Issue #241, opened 2016-06-08
Read value for attribute xxx has not been updated


tango-tickets-migrator:
If you use the read_attributes (Note the s) call to read at the same moment two (or more) attributes with
att2 pushing event for att1, you received the error "read value for attribute att1 has not been updated" when
reading att1

Fixed in SVN

Reported by: taurel

Original Ticket: [tango-cs/bugs/799](https://sourceforge.net/p/tango-cs/bugs/799)

hardion:
To be closed (sorry for the spam)

bourtemb:
Fixed in Tango 9.2.5

PR #698, opened 2020-03-19
Safe interworking between read_attribute() and push_event()

### LINKED ISSUE #443: push_archive_event() or push_change_event() methods causing a crash in some specific situations
We have observed some device servers crashes when _DeviceImpl::push_archive_event()_ or _Device::Impl::push_change_event()_ methods are invoked in some specific situations.

For instance when these methods are invoked after having invoked attr.set_value() inside a _read_MyAttributeName(Tango::Attribute &attr)_ method.
Here is a code example for an attribute named _Value_:

```
void TestArchive::read_Value(Tango::Attribute &attr)
{
    DEBUG_STREAM << "TestArchive::read_Value(Tango::Attribute &attr) entering... " << endl;
    /*----- PROTECTED REGION ID(TestArchive::read_Value) ENABLED START -----*/
    Tango::DevLong64 x = 0x5555333377771111;
    *attr_Value_read = x;
    // No problem when push_<archive|change>_event is invoked before attr.set_value()
    //push_archive_event(attr.get_name(), &x);
    //	Set the attribute value
    attr.set_value(attr_Value_read);
    push_archive_event(attr.get_name(),&x); // A crash will occur after exiting TestArchive::read_Value
    /*----- PROTECTED REGION END -----*/	//	TestArchive::read_Value
}

```

A similar problem could arise when reading an attribute _X_ is triggering push_archive_event() or push_change_event() on another attribute _Y_ and if these 2 attributes are read together in the same read_attributes(). In this particular case, a crash will occur only if _Y_ is read before _X_.
This case may happen in Tango 9 when the 2 attributes are polled at the same polling period, since Tango 9 is using read_attributes() by default to read all the attributes configured with the same polling period.

mliszcz:
This PR fixes two crashes reported in #443:
1. When Attr1 and Attr2 are read in single read_attributes({Attr1, Attr2}) and Attr2 pushes change event for Attr1 (order of attribute names passed to read_attributes is important here)
2. When attribute pushes a change event for itself from read callback after calling set_value.

In the first case, when Attr2 read callback pushes an event for Attr1, it overwrites and then releases CORBA sequence associated with Attr1. This is because sequence obtained from Attr1 read callback is not yet copied for network transfer when Attr2 read callback is called, i.e. it worked like this pseudocode:
```cpp
for(Attribute& a : attributes) { invoke_read_callback(a); }
for(Attribute& a : attributes) { store_sequence(a); }
```
This PR changes the behavior to be like:
```cpp
for(Attribute& a : attributes) { invoke_read_callback(a); store_sequence(a); }
```
This resolved the issue and allowed to revert correction for #241 which attempted to fix the same problem by keeping value flag set to true after deleting the sequence. Correction for #241 (330a68c) worked only for scenarios where attribute that pushed event was read first and resulted in a crash when attribute reading order was inverted.

In the second case, when push_event is called after set_value, we now get API_AttrValueNotSet exception instead of a crash. This is just result of reverting previous #241 correction. We cannot really 'fix' this scenario and make it work as one would expect because push_event and set_value are operating on the same buffer and push_event automatically releases that buffer when it is done with pushing the event. See also https://github.com/tango-controls/cppTango/issues/443#issuecomment-569268014.

I also took the opportunity to refactor whole Device_3Impl::read_attributes_no_except and split it into more manageable chunks.

Fixes #443, #241.

### DIFF
--- a/cpp_test_suite/cpp_test_ds/DevTest.h
+++ b/cpp_test_suite/cpp_test_ds/DevTest.h
@@ -157,6 +157,8 @@ public :
 	void read_DynEnum_attr(Tango::Attribute &att);
 	void read_ReynaldPoll_attr(Tango::Attribute &att);
 	void read_attr_asyn_write(Tango::Attribute &att);
+	void read_ReadWithPushAttr1(Tango::Attribute&);
+	void read_ReadWithPushAttr2(Tango::Attribute&);
 
 	void write_Short_attr_rw(Tango::WAttribute &att);
 	void write_Long64_attr_rw(Tango::WAttribute &att);
@@ -365,6 +367,8 @@ protected :
     double                                  Reynald_val;
 
     Tango::DevLong                          attr_asyn_write_val;
+    Tango::DevShort attr_with_push_1;
+    Tango::DevShort attr_with_push_2;
 };
 
 #endif
--- a/cpp_test_suite/cpp_test_ds/DevTest.h
+++ b/cpp_test_suite/cpp_test_ds/DevTest.h
@@ -159,6 +159,7 @@ public :
 	void read_attr_asyn_write(Tango::Attribute &att);
 	void read_ReadWithPushAttr1(Tango::Attribute&);
 	void read_ReadWithPushAttr2(Tango::Attribute&);
+	void read_PushItselfAfterSetAttr(Tango::Attribute&);
 
 	void write_Short_attr_rw(Tango::WAttribute &att);
 	void write_Long64_attr_rw(Tango::WAttribute &att);
@@ -369,6 +370,7 @@ protected :
     Tango::DevLong                          attr_asyn_write_val;
     Tango::DevShort attr_with_push_1;
     Tango::DevShort attr_with_push_2;
+    Tango::DevShort attr_push_itself_after_set;
 };
 
 #endif
--- a/cpp_test_suite/new_tests/cxx_attr_misc.cpp
+++ b/cpp_test_suite/new_tests/cxx_attr_misc.cpp
@@ -1114,6 +1114,9 @@ cout << "status = " << status << endl;
         std::vector<std::string> attributes = {"ReadWithPushAttr2", "ReadWithPushAttr1"};
         std::vector<DeviceAttribute>* result = nullptr;
         TS_ASSERT_THROWS_NOTHING(result = device1->read_attributes(attributes));
+        Tango::DevShort out;
+        TS_ASSERT_THROWS_NOTHING((*result)[0] >> out);
+        TS_ASSERT_THROWS_NOTHING((*result)[1] >> out);
         delete result;
     }
 
@@ -1122,8 +1125,30 @@ cout << "status = " << status << endl;
         std::vector<std::string> attributes = {"ReadWithPushAttr1", "ReadWithPushAttr2"};
         std::vector<DeviceAttribute>* result = nullptr;
         TS_ASSERT_THROWS_NOTHING(result = device1->read_attributes(attributes));
+        Tango::DevShort out;
+        TS_ASSERT_THROWS_NOTHING((*result)[0] >> out);
+        TS_ASSERT_THROWS_NOTHING((*result)[1] >> out);
         delete result;
     }
+
+/*
+ * Test that if attribute pushes an event for itself from its read callback
+ * and push_event is called after set_value, an exception is raised. Such
+ * scenario was reported to cause a crash (#443).
+ */
+
+    void test_read_attribute_that_pushes_event_for_itself_after_calling_set_value()
+    {
+        DeviceAttribute result;
+        TS_ASSERT_THROWS_NOTHING(result = device1->read_attribute("PushItselfAfterSetAttr"));
+
+        Tango::DevShort out;
+        TS_ASSERT_THROWS_ASSERT(
+            result >> out,
+            Tango::DevFailed& e,
+            TS_ASSERT(string(e.errors[0].reason.in()) == "API_AttrValueNotSet"));
+    }
+
 };
 #undef cout
 #endif // AttrMiscTestSuite_h
--- a/cpp_test_suite/new_tests/cxx_attr_misc.cpp
+++ b/cpp_test_suite/new_tests/cxx_attr_misc.cpp
@@ -1109,6 +1109,9 @@ cout << "status = " << status << endl;
  * used to fail with API_AttrValueNotSet as reported in #201.
  */
 
+    static constexpr Tango::DevShort READ_WITH_PUSH_ATTR_1_VALUE = 13;
+    static constexpr Tango::DevShort READ_WITH_PUSH_ATTR_2_VALUE = 17;
+
     void test_read_two_attributes_one_pushes_event_for_another_1st_pushes()
     {
         std::vector<std::string> attributes = {"ReadWithPushAttr2", "ReadWithPushAttr1"};
@@ -1116,7 +1119,9 @@ cout << "status = " << status << endl;
         TS_ASSERT_THROWS_NOTHING(result = device1->read_attributes(attributes));
         Tango::DevShort out;
         TS_ASSERT_THROWS_NOTHING((*result)[0] >> out);
+        TS_ASSERT_EQUALS(out, READ_WITH_PUSH_ATTR_2_VALUE);
         TS_ASSERT_THROWS_NOTHING((*result)[1] >> out);
+        TS_ASSERT_EQUALS(out, READ_WITH_PUSH_ATTR_1_VALUE);
         delete result;
     }
 
@@ -1127,7 +1132,9 @@ cout << "status = " << status << endl;
         TS_ASSERT_THROWS_NOTHING(result = device1->read_attributes(attributes));
         Tango::DevShort out;
         TS_ASSERT_THROWS_NOTHING((*result)[0] >> out);
+        TS_ASSERT_EQUALS(out, READ_WITH_PUSH_ATTR_1_VALUE);
         TS_ASSERT_THROWS_NOTHING((*result)[1] >> out);
+        TS_ASSERT_EQUALS(out, READ_WITH_PUSH_ATTR_2_VALUE);
         delete result;
     }
 
--- a/cpp_test_suite/new_tests/cxx_attr_misc.cpp
+++ b/cpp_test_suite/new_tests/cxx_attr_misc.cpp
@@ -1102,6 +1102,28 @@ cout << "status = " << status << endl;
         TS_ASSERT_EQUALS(Tango::ALARM, device1->state());
         TS_ASSERT_EQUALS(Tango::ATTR_ALARM, device1->read_attribute(attr_name).get_quality());
     }
+
+/*
+ * Tests that it is possible to read two attributes in a single network call
+ * if one of the attributes pushes an event for the other one. Such scenario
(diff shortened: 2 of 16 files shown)


t-b (commented):
All in all I think this is good. I just have some minor questions. But how would we integrate that into 9.3-backports?

815f59a9 (Add test for event push during multiple attr read, 2020-03-19)

Good.

22e8c7f8 (Split large read_attributes_no_except function, 2020-03-19)

I think call_read_attr_if_needed should have `nb_wanted_attr == 0` instead of `!= 0`.
Rest looks good. Very nice work!!

13ffd029 (Extract diagnostics handling from read_attributes, 2020-03-19)

Jeep!

46797c36 (Separate state/status handling in read_attributes, 2020-03-19)

Difficult one, but I'd say good.

758fecf3 (Reorder attribute read callbacks in read_attributes, 2020-03-19)

Is it true that the find_if calls find at most one matching entry? I'm asking because I was wondering
what happens if multiple matches are found.

f98bccc3 (Revert broken correction for #241, 2020-03-19)

Please cite in the future the commit introducing the breakage, in this case it was 330a68c6
(- Fix bug 799 (Read value for att xxx has not been updated) - Fix Valgrind
warning in DeviceProxy dtor for instance created using the default ctor,
2016-06-08)

aa0564a7 (Add test for calling push_event after set_value, 2020-03-19)

Good.

3d322985 (Remove Device_3Impl::reading_state_necessary, 2020-03-20)

Nice!

25bf51f8 (Refactor storing errors in read_attributes, 2020-03-20)

Okay

fb268276 (Remove redundant check from read_attributes, 2020-03-20)

We are never called with idx_in_multi_attr, good!

8e82a3f1 (Reduce indentation in Device3Impl::read_attributes, 2020-03-20)

Very nice!

dc47d152 (Extract function from Device_3Impl::read_attributes, 2020-03-20)

I think I understand it.

7ac15379 (Reorder calls in Device_3Impl::read_attributes, 2020-03-21)

Are you sure that the always_executed_hook() can be moved around like that?

066e486b (Remove wanted_attr vector from read_attributes, 2020-03-21)

Looks faitful.

fb27ced8 (Refactor handling of read_attributes, 2020-03-21)

Hmmh.

4e09f66e (Early calculate index in data for netwok transfer, 2020-03-21)

Okay.

3b3a4860 (Simplify access mode handling in read_attributes, 2020-03-21)

Much nicer!

41aade0b (Remove flag argument from Device3::read_attributes, 2020-03-21)

Can you explain why removing second_try does not change anything?

757da14f (Use RAII for storing device in SubDevDiag, 2020-03-21)

Very nice refactoring!

mliszcz:
Thanks @t-b for looking into that PR.

> 
> 
> All in all I think this is good. I just have some minor questions. But how would we integrate that into 9.3-backports?
>
Ideally we should just move call to `data_into_net_object(att,aid,index,w_type,true);` immediately after we invoke the read callback in the first loop over attributes (`attr_vect[att.get_attr_idx()]->read(this,att);`). The problem is that after the first loop there are some other loops which may alter the generated sequence (`att.set_rvalue();` and `dev_attr->add_write_value(att)`) or raise some errors that should prevent from storing the sequence in `aid`.

I do not see a simpler solution (without introducing extra ifs, copying and adding more complexity) than reorganizing how we iterate over attributes in this function. The functional change in this PR does not require breaking the ABI. We may do the same without extracting any helper functions or using C++11 features. It just was simpler to me to first split the function and then reorder things.

 
> [22e8c7f](https://github.com/tango-controls/cppTango/commit/22e8c7f81f27d5f4d6268e4c435f80c4facd8467) (Split large read_attributes_no_except function, 2020-03-19)
> 
> I think call_read_attr_if_needed should have `nb_wanted_attr == 0` instead of `!= 0`.
> Rest looks good. Very nice work!!
> 
Yes, good catch! I fixed it, probably accidentally, in 7ac153795. I'll not change 22e8c7f if it's ok for you.


> [758fecf](https://github.com/tango-controls/cppTango/commit/758fecf30d22da77ecde10f3f755b8e23f15edd4) (Reorder attribute read callbacks in read_attributes, 2020-03-19)
> 
> Is it true that the find_if calls find at most one matching entry? I'm asking because I was wondering
> what happens if multiple matches are found.
>
Yes, there will be either one or no matches. If there were multiple matching elements, it would mean that in `wanted_attr` there are two elements with the same `idx_in_names`. And this cannot hapen because we build this vector inside read_attributes_no_except function:
```cpp
		for (i = 0;i < nb_names;i++)
		{
			AttIdx x;
			x.idx_in_names = i;
			// later:
			wanted_attr.push_back(x);
```

Anyway, this list and the index is removed in subsequent commits.

> [f98bccc](https://github.com/tango-controls/cppTango/commit/f98bccc3e24dd4beebf609ba6fe61817e8ce8036) (Revert broken correction for #241, 2020-03-19)
> 
> Please cite in the future the commit introducing the breakage, in this case it was [330a68c](https://github.com/tango-controls/cppTango/commit/330a68c6af06eabfe10ce59f0e74a9c03f33e8d2)
> (- Fix bug 799 (Read value for att xxx has not been updated) - Fix Valgrind
> warning in DeviceProxy dtor for instance created using the default ctor,
> 2016-06-08)
> 
Thanks, I reworded that commit's message.

> [dc47d15](https://github.com/tango-controls/cppTango/commit/dc47d15263dc4c41d08e214e15c1dbb9f4c33a8a) (Extract function from Device_3Impl::read_attributes, 2020-03-20)
> 
> I think I understand it.
> 
The idea was to separate building the list of AttIdx from the list of wanted_(w)_attr, because I planned to completely remove wanted_attr lists and reduce AttrIdx structure to just one index. Having these concerns separated allows to deal with them separately.

> [7ac1537](https://github.com/tango-controls/cppTango/commit/7ac153795411a82224ed25ce0818d6f14066b666) (Reorder calls in Device_3Impl::read_attributes, 2020-03-21)
> 
> Are you sure that the always_executed_hook() can be moved around like that?
>
Thanks for this comment! I re-ordered things again in 7bdc4d3 so that we call `att.save_alarm_quality()` before invoking the hook. Otherwise we may see some misleading printouts (but no functional impact) if we call `check_alarm` from the hook. What matters for sure is that we cannot change the relative ordering between always_executed_hook, read_attr_hardware and read callback, and this is preserved in the commit.



> [4e09f66](https://github.com/tango-controls/cppTango/commit/4e09f66eadcbd67ae02b261f382487e013cbd40a) (Early calculate index in data for netwok transfer, 2020-03-21)
> 
> Okay.
> 


> [41aade0](https://github.com/tango-controls/cppTango/commit/41aade0b8c2c1a04db5c2b6238312499c5b4fb48) (Remove flag argument from Device3::read_attributes, 2020-03-21)
> 
> Can you explain why removing second_try does not change anything?
> 
It is really easy to get lost in all these indices. For each attribute we maintain thre indices: index in device attribute list, index in list of requested attributes passed to read_attributes and index in data structure where we store the read results. The last one is needed because on failure we retry the procedure (call again read_attributes) just for the failed attributes, and the output data structure stays the same.

Previously the function signature was: `read_attributes_no_except(names_from_device,aid,true,idx_in_back);`. If last but one parameter (second_try) was true, we used `idx_in_back` to determine at which index in `aid` we should store data for each attribute in the `names_from_device` list, like: `aid[idx_in_back[idx_in_names_from_device]]`. If `second_try` was false, we just ignored the mapping parameter and accessed `aid` like `aid[idx_in_names_from_device]`. Now I've changed it to always translate indices using `idx_in_back` vector (to remove the flag argument and extra ifs). In cases when previously we ignored `idx_in_back` (when `second_try` is `false`), we now set `idx_in_back` to identity mapping (`{0, 1, 2, ...}`) so that `aid[idx]` and `aid[idx_in_back[aid]` are equivalent. This identity mapping is generated in special `read_attributes_no_except` overload.

To sum up, previously we called:
* normal case: `read_attributes_no_except(all_names, aid, false, whatever)`
* failure: `read_attributes_no_except(failed_names, aid, true, indices_of_failed)`

Now we call:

##############################

Write down, word for word, the lines above from the one containing "Fixes #443, #241." through the one containing "void read_ReynaldPoll_attr(Tango::Attribute &att);", both ends included.

Fixes #443, #241.

### DIFF
--- a/cpp_test_suite/cpp_test_ds/DevTest.h
+++ b/cpp_test_suite/cpp_test_ds/DevTest.h
@@ -157,6 +157,8 @@ public :
 	void read_DynEnum_attr(Tango::Attribute &att);
 	void read_ReynaldPoll_attr(Tango::Attribute &att);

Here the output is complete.